[Start of section]
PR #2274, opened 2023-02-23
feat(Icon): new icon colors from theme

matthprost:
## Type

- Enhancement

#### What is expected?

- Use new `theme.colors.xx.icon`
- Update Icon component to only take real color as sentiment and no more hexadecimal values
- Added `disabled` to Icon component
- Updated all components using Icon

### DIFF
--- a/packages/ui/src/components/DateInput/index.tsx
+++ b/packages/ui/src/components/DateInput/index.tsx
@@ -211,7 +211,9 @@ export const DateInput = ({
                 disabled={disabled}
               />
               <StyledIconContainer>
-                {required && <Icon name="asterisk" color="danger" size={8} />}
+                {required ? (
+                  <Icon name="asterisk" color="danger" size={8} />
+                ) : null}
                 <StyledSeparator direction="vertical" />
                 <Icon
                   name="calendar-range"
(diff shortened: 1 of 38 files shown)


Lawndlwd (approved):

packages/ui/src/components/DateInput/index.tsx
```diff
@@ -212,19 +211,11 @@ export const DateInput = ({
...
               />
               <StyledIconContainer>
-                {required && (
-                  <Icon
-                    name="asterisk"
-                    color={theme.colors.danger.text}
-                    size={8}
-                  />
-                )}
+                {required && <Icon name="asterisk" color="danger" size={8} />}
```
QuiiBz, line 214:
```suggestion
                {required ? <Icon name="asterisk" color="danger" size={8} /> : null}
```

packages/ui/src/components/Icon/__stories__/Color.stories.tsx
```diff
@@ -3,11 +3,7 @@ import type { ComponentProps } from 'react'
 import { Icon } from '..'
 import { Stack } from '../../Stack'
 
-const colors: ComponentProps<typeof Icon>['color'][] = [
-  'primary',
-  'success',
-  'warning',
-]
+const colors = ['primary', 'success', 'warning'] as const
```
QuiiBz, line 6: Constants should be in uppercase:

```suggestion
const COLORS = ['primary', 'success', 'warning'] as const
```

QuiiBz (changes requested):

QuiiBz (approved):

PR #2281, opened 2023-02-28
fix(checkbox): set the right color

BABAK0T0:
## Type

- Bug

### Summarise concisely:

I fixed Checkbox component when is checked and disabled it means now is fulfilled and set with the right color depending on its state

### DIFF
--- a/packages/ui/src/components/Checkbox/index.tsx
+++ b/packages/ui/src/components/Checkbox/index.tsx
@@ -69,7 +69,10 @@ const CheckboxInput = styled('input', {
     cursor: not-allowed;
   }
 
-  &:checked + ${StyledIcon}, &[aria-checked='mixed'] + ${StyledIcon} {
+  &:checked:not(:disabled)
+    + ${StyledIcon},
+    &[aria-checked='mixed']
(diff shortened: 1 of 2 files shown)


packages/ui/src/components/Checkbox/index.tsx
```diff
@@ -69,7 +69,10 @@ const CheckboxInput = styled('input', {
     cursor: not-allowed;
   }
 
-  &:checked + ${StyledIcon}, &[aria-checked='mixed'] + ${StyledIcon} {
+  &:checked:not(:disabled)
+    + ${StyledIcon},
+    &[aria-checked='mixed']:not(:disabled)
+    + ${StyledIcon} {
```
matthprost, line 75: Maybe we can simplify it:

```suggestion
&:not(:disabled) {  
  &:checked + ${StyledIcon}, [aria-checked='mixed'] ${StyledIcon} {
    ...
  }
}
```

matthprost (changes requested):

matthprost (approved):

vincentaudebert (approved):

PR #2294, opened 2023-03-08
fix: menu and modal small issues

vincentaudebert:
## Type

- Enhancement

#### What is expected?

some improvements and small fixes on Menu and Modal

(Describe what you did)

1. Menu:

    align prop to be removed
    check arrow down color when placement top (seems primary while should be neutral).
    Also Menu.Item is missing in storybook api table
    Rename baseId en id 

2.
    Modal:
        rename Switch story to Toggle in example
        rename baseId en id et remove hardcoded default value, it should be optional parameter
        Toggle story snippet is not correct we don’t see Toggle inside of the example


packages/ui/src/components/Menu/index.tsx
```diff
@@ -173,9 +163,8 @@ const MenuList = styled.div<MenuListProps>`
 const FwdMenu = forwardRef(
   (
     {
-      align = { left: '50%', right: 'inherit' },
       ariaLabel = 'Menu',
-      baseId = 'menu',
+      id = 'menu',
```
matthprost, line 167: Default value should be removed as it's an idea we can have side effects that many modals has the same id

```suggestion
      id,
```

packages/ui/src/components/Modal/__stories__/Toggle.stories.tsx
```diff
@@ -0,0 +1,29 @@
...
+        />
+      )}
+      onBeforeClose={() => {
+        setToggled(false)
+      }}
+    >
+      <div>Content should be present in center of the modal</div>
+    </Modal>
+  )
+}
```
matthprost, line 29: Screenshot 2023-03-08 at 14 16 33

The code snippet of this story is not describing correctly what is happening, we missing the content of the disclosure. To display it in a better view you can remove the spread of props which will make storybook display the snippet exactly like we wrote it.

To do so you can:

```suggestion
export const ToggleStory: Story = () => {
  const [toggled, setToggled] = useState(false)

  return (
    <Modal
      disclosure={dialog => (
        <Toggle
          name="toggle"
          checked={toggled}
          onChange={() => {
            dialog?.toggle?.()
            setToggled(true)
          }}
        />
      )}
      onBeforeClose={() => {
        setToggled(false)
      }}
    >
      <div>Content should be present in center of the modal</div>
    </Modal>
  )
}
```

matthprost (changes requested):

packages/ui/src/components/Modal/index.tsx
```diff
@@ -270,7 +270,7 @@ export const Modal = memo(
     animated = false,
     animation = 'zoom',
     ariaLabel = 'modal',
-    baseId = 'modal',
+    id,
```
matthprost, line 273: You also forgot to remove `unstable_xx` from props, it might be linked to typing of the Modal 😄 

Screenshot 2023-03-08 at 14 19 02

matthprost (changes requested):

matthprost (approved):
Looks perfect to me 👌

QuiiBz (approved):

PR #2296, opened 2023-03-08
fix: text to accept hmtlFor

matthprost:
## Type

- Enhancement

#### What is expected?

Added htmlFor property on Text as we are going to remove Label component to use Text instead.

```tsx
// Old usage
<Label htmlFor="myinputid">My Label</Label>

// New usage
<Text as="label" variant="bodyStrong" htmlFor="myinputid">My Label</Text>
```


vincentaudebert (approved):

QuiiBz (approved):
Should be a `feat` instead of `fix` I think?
[End of section]
## Your objective
From the line that has "some improvements and" through the line that has "Also Menu.Item is", copy every line exactly as it appears above, and leave out all others.

## Solution to the exercise
some improvements and small fixes on Menu and Modal

(Describe what you did)

1. Menu:

    align prop to be removed
    check arrow down color when placement top (seems primary while should be neutral).
    Also Menu.Item is missing in storybook api table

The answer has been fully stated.